Chance jogada no lixo

O Paris Saint-Germain tinha tudo para assumir a ponta da Ligue 1. O Lyon sofreu uma surpreendente derrota para o Auxerre em pleno Gerland e ficou ameaçadíssimo. Os lioneses, em nítida queda de rendimento na temporada, contaram com uma enorme dose de sorte. No Parc des Princes, o PSG deixou o bonde passar, ao perder o clássico para o Olympique de Marselha por 3 a 1. Agora, a disputa pelo título, há alguns meses inexistente, conta com uma acirrada briga. O campeonato pega fogo, como nunca visto nos anos anteriores.
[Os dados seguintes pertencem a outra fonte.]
PR #601, opened 2018-02-19
RF: moving nib-ls to a new cmdline folder

chrispycheng:
moved nib-ls to make generic use of its functions possible for a "nib-diff" function currently in progress. Shoutout to @yarikoptic


matthew-brett:
I hate to say this, but it would be good to have a few little tests in the new module, if only as a template for adding more later.

chrispycheng:
@matthew-brett can I ask what tests you're looking for? nib-ls functionality?

matthew-brett:
Sorry - I meant tests for the not-main functions that are now in the `nibabel/cmdline` tree.

matthew-brett:
Tests failing here - I think you need to add `nibabel.cmdline` to the list of packages in `setup.py`.  You should also add `nibabel.cmdline.tests` (does it have an `__init__.py` already.  There are some extra blank lines at the top of `cmdline.__init__.py`.  Otherwise, good to go (when tests running and passing).

chrispycheng:
More tests to come for ap() and safe_get() functions

matthew-brett:
Great, it will be good to have some more tests.

There are some PEP8 fails - see https://travis-ci.org/nipy/nibabel/jobs/351289012#L1492

chrispycheng:
@matthew-brett Hi - if you have the time, could you please let me know what you think of the tests I've written? Thanks very much :-)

A curiosidade ficou por conta das circunstâncias presentes no duelo entre PSG e OM. No primeiro turno, o Olympique de Marselha também dependia de uma vitória sobre seu maior rival para assumir a liderança. Em pleno Vélodrome, porém, a equipe da casa bobeou e tomou de 4 a 2. A história se repetiu, e o mandante se deu mal mais uma vez. O Paris Saint-Germain estava invicto em seus domínios havia mais de quatro meses. Agora, o time da capital não só viu o sonho de liderar o torneio ruir, como agora tem o inimigo ao seu lado na tabela.

Desde 2004, o maior clássico francês não era cercado por tamanha importância. Para um jogo deste nível, o PSG começou em desvantagem. Sem Sessegnon, a equipe perdeu grande parte de seu poder criativo. Tal fato se fez notar pela atuação apenas discreta de Luyindula, que atuou como substituto no lado direito. Sem seu grande articulador, o Paris Saint-Germain viu Hoarau ficar muito isolado no ataque, quase sem tocar na bola. Esta deficiência no meio-campo comprometeu as chances dos donos da casa, apesar dos esforços de Giuly.
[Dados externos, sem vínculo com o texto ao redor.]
PR #2613, opened 2021-12-17
Smry trans

berland:
**Issue**
Resolves #my_issue

**Approach**
_Short description of the approach_

## Pre review checklist

- [ ] Added appropriate labels

PR #2685, opened 2022-01-11
Fix SPE1 yaml config for smry_keys

### LINKED ISSUE #2683: Fix recordtree transmitter for _storage
When transmitting recordtree to storage, we obtain a wrong url with `userdata` in the end, which needs to fixed, eg.:
```
/ensembles/f450a2f3-3c19-4a8b-9330-1402b366d4a5/records/summary?realization_index=0/userdata
```

### LINKED ISSUE #2684: SPE1 demo is currently broken
**Describe the bug**
The spe1 demo silently fails on the main branch (see https://github.com/equinor/ert/runs/4772647822?check_suite_focus=true)

**To Reproduce**
1. `pip install ert`
2. `ert3 service start storage`
3. `ert3 init --example spe1`
4. `cd spe1`
5.  `ert3 run evaluation`

This results in: 
```
Error while loading stages configuration data:
5 validation errors for StagesConfig
__root__ -> 0 -> output -> keys
  extra fields not permitted (type=value_error.extra)
__root__ -> 0 -> function
  field required (type=value_error.missing)
__root__ -> 0 -> script
  extra fields not permitted (type=value_error.extra)
__root__ -> 0 -> transportable_commands
  extra fields not permitted (type=value_error.extra)
__root__ -> 0 -> output -> keys
  extra fields not permitted (type=value_error.extra)
```

**Expected behavior**
The above commands should run the evaluation. If there is a problem with the configuration the script should return a non-zero exit code (and thus fail the Github Action pipeline):

**Enviromment**
 - OS: RHEL7 and Ubuntu 20.04
 - ERT Release: main
 - Python version: 3.6 and 3.8

berland:
**Issue**
Resolves #2684 
Resolves #2683 

**Approach**
Following up syntax change in #2613 

## Pre review checklist
.


ert/storage/_storage.py
```diff
@@ -85,17 +85,18 @@ async def _transmit_recordtree(
         storage_url = self._uri[: self._uri.rfind("/")]
         for record_path in record.flat_record_dict:
             record_name = record_path.split("/")[-1]
-            transmitter = StorageRecordTransmitter(record_name, storage_url)
+            transmitter = StorageRecordTransmitter(
+                record_name, storage_url, iens=self._real_id
```
berland, line 89: `iens` is a mnemonic used for legacy reasons I guess. Probably another PR to change that to something more precise, like "`real_id`"

ert/storage/_storage.py
```diff
@@ -85,17 +85,18 @@ async def _transmit_recordtree(
...
         await self._transmit_blob_record(
             ert.data.BlobRecord(data=json.dumps(data).encode("utf-8"))
         )
-        if self._real_id:
-            url = f"{self._uri}/userdata?realization_index=0"
-        else:
-            url = f"{self._uri}/userdata?"
-        await _put_to_server_async(url, {}, json={"record_type": record._record_type})
+        if self._real_id == 0:
+            await add_record_metadata(
```
berland, line 97: Should there be a comment here about why we treat realization 0 differentl? What about ensembles where realization 0 crashes, or an evaluation run where only a said interval of realizations are run?

jondequinor: Yes, definitely.

xjules: This'll change in the near future (see https://github.com/equinor/ert-storage/issues/195). Wrt. record metadata the current consensus is it to annotate `real_id==0` only (see `add_record_metadata`).

ert/storage/_storage.py
xjules: Fully agree there...

ert/storage/_storage.py
xjules: Added comment ...

xjules (approved):
I think it looks good now!

sondreso (approved):
Remember to squash before merging

PR #2692, opened 2022-01-11
Use lowercase letters when specifying psb resources

sondreso:
**Issue**

Using uppercase letters causes problem on PSB clusters in Azure.

## Pre review checklist


markusdregi (approved):
🌩️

Se no campo ofensivo o PSG encontrou dificuldades, no defensivo os problemas se resumiram a dois fatores. O primeiro foi a atuação de Sakho, em nível abaixo do seu normal. A expulsão de Camara no segundo tempo também contribuiu para a queda parisiense, quando o jogo ainda estava empatado por 1 a 1. A falta que provocou o cartão vermelho também originou o segundo gol dos marselheses, sinônimo de instabilidade para os anfitriões.

Do lado do OM, o treinador Eric Gerets teve grande papel no sucesso de sua equipe. ele surpreendeu ao escalar Zenden como titular, e não Niang. O holandês retribuiu a confiança com um grande desempenho. Ele marcou um gol, provocou a expulsão de Camara e teve participação direta no segundo gol dos marselheses. Nada mal para quem se acostumou a receber críticas por participar pouco das partidas nas quais entra em campo.
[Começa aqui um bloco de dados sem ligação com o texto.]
PR #2702, opened 2022-01-12
Improve error messages in ert3 config validation

berland:
* Expose which .ert directory must be deleted for `ert3 init`
* Expose explicitly inconsistencies in stage vs ensemble records

## Pre review checklist

### DIFF
--- a/ert3/config/_experiment_run_config.py
+++ b/ert3/config/_experiment_run_config.py
@@ -194,6 +194,18 @@ class ExperimentRunConfig:
             input.record for input in self._ensemble_config.input
         )
         if ensemble_input_names != stage_input_names:
+            msg: str = ""
+
+            missing_in_ensemble = set(stage_input_names) - set(ensemble_input_names)
+            if missing_in_ensemble:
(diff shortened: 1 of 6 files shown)


ert3/config/_experiment_run_config.py
```diff
@@ -194,6 +194,18 @@ def _validate_stage(self) -> None:
...
+
+            missing_in_ensemble = set(stage_input_names) - set(ensemble_input_names)
+            if missing_in_ensemble:
+                msg += (
+                    f"\nMissing record names in ensemble input: {missing_in_ensemble}."
+                )
+
+            missing_in_stage = set(ensemble_input_names) - set(stage_input_names)
+            if missing_in_stage:
+                msg += f"\nMissing record names in stage input: {missing_in_stage}."
```
sondreso, line 207: I think it can be debated whether this means that the stage is missing an input or the ensemble has an input to much, but I think it's ok to leave it as is.

sondreso (approved):
LGTM!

O jogo também serviu como uma vingança pessoal de Cana. Com passagem pelo PSG, o albanês nitidamente queria mostrar serviço contra seu ex-clube. Sua disposição foi recompensada com um gol, embora Sakho tenha contribuído ao desviar a bola. Se a defesa parisiense ficou em apuros, muito se deveu a Brandão e Valbuena. Os dois tiveram intensa movimentação, confundindo a marcação. Para completar, a dupla de zaga formada por Hilton e Civelli anulou o perigoso Hoarau.

Levando-se em consideração a péssima fase do Lyon, a Ligue 1 conta com outros seis candidatos à briga pelo título. Olympique, PSG e Bordeaux têm maiores chances de desbancar o líder, enquanto Toulouse, Lille e Rennes correm por fora. Jamais se poderia imaginar que a diferença entre o OL e o sétimo colocado seria de apenas seis pontos a dez rodadas do final do campeonato. O resultado do clássico impediu que os lioneses perdessem a ponta, mas em compensação agora são dois rivais mordendo seus calcanhares (PSG e OM estão somente um ponto atrás do líder). O Olympique sai fortalecido e o PSG continua bem mesmo com a derrota, mas o desgaste causado pela disputa da Copa Uefa será crucial para o desenrolar desta história.

Império em ruínas

Quatro derrotas consecutivas (contando todas as competições), seis jogos sem vitórias e um mísero triunfo em Gerland desde 29 de novembro. Definitivamente, há alguma coisa errada com o Lyon. A apatia exibida contra o Auxerre se repete jogo após jogo, sem qualquer sinal de melhora. A eliminação da Liga dos Campeões para o Barcelona deixa a equipe ainda mais vulnerável nestes próximos dias, nos quais precisará de extrema personalidade para lidar com o abalo psicológico provocado por mais um fracasso em nível continental.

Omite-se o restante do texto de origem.